[Collected data]

== Segment start ==

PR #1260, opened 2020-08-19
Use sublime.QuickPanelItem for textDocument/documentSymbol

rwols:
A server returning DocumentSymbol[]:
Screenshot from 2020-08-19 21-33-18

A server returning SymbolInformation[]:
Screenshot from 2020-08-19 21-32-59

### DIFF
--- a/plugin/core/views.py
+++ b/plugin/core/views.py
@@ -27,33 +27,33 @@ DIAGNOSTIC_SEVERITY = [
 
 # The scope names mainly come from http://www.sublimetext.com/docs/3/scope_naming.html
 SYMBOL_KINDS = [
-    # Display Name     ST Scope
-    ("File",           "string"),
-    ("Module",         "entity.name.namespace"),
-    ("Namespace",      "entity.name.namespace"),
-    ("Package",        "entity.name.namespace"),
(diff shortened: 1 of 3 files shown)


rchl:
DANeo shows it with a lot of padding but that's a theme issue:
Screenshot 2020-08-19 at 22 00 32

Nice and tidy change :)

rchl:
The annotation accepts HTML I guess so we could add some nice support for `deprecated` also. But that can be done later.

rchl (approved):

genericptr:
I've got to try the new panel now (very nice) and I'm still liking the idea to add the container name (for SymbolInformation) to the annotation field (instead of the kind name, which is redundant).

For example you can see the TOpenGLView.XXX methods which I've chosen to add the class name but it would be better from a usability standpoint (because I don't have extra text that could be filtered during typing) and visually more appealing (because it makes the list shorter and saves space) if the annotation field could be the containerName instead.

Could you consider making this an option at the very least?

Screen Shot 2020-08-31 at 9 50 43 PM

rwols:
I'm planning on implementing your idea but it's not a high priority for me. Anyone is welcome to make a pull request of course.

== Segment end ==

Assigned task: Search the data above for the string "server" and report each line that holds it.

Problem solution:
A server returning DocumentSymbol[]:
A server returning SymbolInformation[]:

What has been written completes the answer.